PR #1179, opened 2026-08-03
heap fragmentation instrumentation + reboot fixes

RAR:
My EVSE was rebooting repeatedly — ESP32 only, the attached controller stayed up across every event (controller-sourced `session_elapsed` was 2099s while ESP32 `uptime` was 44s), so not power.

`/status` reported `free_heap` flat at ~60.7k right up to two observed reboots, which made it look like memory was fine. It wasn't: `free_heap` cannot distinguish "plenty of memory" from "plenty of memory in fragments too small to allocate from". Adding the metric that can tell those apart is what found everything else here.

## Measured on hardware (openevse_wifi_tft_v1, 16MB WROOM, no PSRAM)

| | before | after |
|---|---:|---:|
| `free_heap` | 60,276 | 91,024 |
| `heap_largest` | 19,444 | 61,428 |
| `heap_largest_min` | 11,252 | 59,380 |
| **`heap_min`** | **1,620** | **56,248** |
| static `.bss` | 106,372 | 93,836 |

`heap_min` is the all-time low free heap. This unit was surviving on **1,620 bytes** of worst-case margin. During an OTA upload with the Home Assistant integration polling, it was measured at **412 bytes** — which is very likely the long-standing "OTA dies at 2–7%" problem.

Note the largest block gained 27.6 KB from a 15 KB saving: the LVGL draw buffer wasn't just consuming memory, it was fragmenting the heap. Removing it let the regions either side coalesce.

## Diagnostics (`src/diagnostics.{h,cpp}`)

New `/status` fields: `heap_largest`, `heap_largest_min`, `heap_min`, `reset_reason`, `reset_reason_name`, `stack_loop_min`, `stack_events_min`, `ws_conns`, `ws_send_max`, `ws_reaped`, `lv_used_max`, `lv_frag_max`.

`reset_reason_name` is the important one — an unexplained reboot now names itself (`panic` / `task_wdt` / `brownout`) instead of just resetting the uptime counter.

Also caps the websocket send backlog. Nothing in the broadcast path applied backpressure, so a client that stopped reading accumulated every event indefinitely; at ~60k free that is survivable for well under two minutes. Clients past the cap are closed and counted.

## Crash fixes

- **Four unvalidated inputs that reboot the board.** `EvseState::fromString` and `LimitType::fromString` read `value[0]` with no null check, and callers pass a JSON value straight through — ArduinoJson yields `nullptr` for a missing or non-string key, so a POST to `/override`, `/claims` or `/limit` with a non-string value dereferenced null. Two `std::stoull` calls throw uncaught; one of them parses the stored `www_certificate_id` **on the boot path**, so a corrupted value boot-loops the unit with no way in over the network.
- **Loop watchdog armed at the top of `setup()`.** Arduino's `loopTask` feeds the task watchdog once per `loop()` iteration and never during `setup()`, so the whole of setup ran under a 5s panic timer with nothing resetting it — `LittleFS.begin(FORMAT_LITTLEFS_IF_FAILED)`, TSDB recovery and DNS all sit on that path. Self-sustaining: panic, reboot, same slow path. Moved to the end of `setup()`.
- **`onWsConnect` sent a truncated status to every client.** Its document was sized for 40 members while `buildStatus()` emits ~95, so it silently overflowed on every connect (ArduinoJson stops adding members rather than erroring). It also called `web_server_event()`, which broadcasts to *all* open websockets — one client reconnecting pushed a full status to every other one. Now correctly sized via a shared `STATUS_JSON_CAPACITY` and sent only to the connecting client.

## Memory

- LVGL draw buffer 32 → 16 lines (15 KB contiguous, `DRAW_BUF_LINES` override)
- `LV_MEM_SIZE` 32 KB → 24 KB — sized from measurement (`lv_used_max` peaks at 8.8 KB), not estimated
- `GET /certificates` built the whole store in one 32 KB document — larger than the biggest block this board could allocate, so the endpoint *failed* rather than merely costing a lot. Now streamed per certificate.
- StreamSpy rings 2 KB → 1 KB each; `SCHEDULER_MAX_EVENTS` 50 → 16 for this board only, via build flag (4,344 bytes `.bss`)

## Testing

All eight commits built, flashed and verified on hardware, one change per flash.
==
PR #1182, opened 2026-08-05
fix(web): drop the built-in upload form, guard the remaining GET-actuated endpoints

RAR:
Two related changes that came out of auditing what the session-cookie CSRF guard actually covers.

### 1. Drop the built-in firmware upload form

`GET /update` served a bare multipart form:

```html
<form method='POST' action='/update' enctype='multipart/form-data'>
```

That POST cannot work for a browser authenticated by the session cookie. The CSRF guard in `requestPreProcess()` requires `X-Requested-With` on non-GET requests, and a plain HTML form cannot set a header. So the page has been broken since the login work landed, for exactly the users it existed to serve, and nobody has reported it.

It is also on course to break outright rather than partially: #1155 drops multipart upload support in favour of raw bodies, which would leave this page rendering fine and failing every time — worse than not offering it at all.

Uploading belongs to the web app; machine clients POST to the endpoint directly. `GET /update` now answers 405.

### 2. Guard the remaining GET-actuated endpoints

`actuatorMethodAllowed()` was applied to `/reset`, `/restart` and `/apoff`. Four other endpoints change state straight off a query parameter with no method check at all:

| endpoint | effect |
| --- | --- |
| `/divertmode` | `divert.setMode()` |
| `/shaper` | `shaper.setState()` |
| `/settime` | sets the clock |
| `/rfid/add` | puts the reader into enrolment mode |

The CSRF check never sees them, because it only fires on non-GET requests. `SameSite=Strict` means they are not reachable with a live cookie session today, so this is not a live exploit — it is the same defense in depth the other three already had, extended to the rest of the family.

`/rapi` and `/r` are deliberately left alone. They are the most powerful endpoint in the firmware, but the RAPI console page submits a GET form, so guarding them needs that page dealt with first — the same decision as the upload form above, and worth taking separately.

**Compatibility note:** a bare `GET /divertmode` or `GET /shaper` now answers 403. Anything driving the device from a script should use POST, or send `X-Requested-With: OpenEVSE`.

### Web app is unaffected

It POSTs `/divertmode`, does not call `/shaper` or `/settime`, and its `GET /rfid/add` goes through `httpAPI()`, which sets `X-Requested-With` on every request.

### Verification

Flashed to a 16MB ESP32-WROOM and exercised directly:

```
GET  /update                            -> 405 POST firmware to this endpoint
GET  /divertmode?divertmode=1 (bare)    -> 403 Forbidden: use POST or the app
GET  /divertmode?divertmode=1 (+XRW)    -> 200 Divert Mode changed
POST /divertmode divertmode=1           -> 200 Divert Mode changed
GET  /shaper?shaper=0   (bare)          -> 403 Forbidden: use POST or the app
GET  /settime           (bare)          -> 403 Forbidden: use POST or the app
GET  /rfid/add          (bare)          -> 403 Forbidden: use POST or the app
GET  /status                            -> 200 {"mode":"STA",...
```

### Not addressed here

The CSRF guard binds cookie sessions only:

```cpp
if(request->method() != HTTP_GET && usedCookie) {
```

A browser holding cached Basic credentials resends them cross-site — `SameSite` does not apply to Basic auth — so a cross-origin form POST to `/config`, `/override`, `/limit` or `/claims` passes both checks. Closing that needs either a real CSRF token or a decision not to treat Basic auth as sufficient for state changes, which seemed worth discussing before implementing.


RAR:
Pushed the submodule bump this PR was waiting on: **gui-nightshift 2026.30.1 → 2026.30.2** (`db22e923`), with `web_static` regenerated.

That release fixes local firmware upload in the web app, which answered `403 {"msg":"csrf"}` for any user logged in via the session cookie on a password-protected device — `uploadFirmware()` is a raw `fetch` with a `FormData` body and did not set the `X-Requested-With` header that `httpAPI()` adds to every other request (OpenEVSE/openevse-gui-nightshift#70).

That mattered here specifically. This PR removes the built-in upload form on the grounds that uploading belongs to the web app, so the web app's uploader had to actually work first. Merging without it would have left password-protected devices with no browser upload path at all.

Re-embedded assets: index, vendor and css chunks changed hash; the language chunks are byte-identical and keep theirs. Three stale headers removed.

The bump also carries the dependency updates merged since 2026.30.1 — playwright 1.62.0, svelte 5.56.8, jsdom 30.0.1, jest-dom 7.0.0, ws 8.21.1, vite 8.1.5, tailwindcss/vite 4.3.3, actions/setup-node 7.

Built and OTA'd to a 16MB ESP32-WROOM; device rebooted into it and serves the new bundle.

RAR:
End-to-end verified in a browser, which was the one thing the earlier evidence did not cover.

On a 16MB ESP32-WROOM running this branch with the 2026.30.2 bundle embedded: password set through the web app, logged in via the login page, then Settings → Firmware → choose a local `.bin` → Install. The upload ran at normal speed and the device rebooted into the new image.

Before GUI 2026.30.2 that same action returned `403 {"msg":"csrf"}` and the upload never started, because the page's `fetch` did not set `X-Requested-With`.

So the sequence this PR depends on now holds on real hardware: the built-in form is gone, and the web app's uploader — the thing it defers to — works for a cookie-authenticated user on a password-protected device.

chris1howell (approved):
* * *
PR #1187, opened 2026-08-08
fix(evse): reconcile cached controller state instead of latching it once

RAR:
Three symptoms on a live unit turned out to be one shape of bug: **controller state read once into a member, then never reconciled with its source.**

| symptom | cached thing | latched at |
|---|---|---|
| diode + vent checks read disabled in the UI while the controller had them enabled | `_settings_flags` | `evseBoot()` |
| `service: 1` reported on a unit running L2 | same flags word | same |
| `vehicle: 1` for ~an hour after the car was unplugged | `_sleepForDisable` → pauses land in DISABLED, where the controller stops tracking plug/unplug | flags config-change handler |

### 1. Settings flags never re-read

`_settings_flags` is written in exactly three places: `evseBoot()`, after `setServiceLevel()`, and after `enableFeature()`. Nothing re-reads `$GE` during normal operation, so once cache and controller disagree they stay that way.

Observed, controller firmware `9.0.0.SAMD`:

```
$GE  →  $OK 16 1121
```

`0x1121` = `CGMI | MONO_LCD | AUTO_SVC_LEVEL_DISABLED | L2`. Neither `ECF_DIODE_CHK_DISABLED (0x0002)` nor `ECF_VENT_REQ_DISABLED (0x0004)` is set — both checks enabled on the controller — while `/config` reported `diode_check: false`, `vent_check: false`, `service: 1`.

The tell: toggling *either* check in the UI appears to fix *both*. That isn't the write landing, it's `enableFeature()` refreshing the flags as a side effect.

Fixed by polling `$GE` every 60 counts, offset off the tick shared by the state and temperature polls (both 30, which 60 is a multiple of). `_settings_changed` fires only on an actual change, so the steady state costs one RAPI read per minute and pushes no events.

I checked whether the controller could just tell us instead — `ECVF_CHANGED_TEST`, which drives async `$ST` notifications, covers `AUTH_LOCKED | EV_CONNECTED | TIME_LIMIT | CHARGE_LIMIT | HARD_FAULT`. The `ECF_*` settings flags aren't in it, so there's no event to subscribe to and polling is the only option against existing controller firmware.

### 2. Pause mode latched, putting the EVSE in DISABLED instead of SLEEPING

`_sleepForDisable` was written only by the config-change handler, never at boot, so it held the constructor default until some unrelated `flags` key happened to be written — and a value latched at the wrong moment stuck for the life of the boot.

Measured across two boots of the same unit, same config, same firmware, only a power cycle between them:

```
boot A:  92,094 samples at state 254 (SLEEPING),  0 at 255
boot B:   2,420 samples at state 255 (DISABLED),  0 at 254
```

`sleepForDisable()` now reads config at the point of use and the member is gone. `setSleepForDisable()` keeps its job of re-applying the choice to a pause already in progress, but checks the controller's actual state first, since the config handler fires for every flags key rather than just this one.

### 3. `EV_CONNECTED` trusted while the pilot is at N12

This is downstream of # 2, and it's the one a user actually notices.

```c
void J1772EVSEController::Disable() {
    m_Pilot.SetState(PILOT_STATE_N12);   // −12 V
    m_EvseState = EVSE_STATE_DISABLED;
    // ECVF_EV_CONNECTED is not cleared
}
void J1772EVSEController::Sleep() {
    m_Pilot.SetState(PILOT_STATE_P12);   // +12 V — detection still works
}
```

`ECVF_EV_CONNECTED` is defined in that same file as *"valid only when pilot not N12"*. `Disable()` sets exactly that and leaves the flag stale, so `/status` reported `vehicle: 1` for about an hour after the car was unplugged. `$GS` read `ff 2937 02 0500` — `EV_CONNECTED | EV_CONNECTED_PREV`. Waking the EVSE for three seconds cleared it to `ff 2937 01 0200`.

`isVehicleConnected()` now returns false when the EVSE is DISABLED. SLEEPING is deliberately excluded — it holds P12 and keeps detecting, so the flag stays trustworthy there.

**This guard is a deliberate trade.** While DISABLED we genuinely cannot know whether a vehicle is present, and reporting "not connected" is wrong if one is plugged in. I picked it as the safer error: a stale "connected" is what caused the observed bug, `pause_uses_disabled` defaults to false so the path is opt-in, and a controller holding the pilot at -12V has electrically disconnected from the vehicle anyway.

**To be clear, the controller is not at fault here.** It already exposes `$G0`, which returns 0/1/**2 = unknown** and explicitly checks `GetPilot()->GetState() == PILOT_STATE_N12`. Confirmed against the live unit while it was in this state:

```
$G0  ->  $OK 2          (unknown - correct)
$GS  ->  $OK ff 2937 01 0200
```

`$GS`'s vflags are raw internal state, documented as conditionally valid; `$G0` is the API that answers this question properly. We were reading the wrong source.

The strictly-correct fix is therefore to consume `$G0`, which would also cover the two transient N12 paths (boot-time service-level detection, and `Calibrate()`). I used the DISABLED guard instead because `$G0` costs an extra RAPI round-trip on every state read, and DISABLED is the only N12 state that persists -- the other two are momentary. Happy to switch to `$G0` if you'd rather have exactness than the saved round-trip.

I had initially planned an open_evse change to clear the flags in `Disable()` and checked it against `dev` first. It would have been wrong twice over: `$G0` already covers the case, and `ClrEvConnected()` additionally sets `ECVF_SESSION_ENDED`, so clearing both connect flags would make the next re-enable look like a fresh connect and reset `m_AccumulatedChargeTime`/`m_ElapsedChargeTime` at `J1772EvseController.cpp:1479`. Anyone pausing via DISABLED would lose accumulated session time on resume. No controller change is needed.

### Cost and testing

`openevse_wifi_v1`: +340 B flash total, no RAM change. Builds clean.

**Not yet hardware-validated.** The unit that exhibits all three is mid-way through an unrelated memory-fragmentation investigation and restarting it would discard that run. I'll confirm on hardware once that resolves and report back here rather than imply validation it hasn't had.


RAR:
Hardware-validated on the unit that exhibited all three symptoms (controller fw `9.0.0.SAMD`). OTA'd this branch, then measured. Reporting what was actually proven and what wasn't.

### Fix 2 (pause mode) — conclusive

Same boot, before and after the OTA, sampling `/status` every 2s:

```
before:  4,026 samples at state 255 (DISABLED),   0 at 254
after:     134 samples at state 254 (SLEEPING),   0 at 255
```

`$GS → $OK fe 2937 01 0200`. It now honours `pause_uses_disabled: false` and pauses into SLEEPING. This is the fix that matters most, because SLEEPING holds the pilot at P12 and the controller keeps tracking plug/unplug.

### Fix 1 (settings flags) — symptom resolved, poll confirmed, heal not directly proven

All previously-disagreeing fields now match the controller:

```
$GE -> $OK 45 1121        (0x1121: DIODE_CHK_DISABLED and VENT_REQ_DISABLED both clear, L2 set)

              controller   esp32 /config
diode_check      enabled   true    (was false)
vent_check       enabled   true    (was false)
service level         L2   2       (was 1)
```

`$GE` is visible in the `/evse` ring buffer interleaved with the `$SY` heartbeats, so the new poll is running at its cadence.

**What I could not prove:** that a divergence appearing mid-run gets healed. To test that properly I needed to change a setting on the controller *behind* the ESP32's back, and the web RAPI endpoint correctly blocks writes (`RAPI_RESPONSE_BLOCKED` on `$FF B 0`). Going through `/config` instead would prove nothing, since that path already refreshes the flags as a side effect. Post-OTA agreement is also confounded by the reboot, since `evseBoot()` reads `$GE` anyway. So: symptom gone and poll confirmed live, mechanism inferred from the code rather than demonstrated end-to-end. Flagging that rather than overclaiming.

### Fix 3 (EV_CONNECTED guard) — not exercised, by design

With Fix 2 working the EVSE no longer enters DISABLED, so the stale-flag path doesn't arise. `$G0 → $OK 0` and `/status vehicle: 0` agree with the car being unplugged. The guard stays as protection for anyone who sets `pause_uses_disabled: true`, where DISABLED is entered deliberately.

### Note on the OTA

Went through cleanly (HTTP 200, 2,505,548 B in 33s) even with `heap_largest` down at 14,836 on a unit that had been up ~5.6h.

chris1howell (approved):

> [EXERCISE DIRECTIONS]: Using the entries above, give back exactly the line containing "That mattered here", the line containing "End-to-end verified in", and every line between them, and nothing else.

> [EXERCISE RESPONSE]:
That mattered here specifically. This PR removes the built-in upload form on the grounds that uploading belongs to the web app, so the web app's uploader had to actually work first. Merging without it would have left password-protected devices with no browser upload path at all.

Re-embedded assets: index, vendor and css chunks changed hash; the language chunks are byte-identical and keep theirs. Three stale headers removed.

The bump also carries the dependency updates merged since 2026.30.1 — playwright 1.62.0, svelte 5.56.8, jsdom 30.0.1, jest-dom 7.0.0, ws 8.21.1, vite 8.1.5, tailwindcss/vite 4.3.3, actions/setup-node 7.

Built and OTA'd to a 16MB ESP32-WROOM; device rebooted into it and serves the new bundle.

RAR:
End-to-end verified in a browser, which was the one thing the earlier evidence did not cover.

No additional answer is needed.